Required work =
Search the entries for the word "SECURITY". Copy each line in which it is found.

[Stored items]
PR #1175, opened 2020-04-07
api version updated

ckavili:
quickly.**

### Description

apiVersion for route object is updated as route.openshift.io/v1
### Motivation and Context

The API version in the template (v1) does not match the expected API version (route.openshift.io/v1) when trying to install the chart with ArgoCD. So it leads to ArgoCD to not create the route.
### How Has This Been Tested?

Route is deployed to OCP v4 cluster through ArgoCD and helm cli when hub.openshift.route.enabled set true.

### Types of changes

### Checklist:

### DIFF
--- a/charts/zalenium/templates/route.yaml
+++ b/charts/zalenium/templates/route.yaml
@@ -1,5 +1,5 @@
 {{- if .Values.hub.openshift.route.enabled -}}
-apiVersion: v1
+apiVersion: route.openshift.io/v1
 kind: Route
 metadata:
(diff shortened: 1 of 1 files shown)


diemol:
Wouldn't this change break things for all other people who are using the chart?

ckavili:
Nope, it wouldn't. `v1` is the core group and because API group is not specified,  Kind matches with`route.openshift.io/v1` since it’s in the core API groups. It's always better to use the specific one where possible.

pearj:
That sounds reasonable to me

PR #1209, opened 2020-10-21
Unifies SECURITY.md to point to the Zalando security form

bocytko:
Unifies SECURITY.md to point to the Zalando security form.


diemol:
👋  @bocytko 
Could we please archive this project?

Finished exercise =
Unifies SECURITY.md to point to the Zalando security form
Unifies SECURITY.md to point to the Zalando security form.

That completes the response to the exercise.